In this paper we have investigated a Deep Learning model and employed three Word Embedding representations in order to recognize morbidity within clinical notes. The preliminary results indicate that certain features make the classification strongly biased and classical machine learning approaches are thus able to perform efficiently the classification. They are also able to outperform the Deep Learning strategies that have been adopted in combination with several word embeddings. These results suggest us the next directions we need to explore: identify the set of features for each category with the highest importance and that make thus the classification of machine learning methods using the TFIDF feature engineering strategy easy to be performed. Once we discover these features, we will include one more action in the preprocessing step in order to make the dataset less biased. We will therefore repeat the comparisons with deep learning approaches and analyse again the results of the morbidity classification. As a further future work, we would like to study other Deep Learning models that might be morbidity-oriented. One more final direction worth to explore is the collection and pre-processing of further data. We remind that the used dataset consists of a few samples, where each of them includes a long text made of sentences and tokens. A possible strategy to employ would be to consider the different sentences as further samples each with the same annotation or, maybe, structure the text as a graph-shape and employ graph embeddings.
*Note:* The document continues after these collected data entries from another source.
PR #111, opened 2018-04-07
Implement account deactivation.

### LINKED ISSUE #108: Implement account deactivation
Per https://tools.ietf.org/html/draft-ietf-acme-acme-10#section-7.3.7

> A client can deactivate an account by posting a signed update to the
   server with a status field of "deactivated."  Clients may wish to do
   this when the account key is compromised or decommissioned.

Finally, we would also like to make experiments with other Word Embedding representations such as Bidirectional Encoder Representations from Transformers (BERT) [ 9 ].

The research leading to these results has received funding from the EU’s Marie Curie training network PhilHumans - Personal Health Interfaces Leveraging Human-Machine Natural interactions under grant agreement 812882. Moreover, we gratefully acknowledge the support of NVIDIA Corporation with the donation of the Titan X GPU used for this research.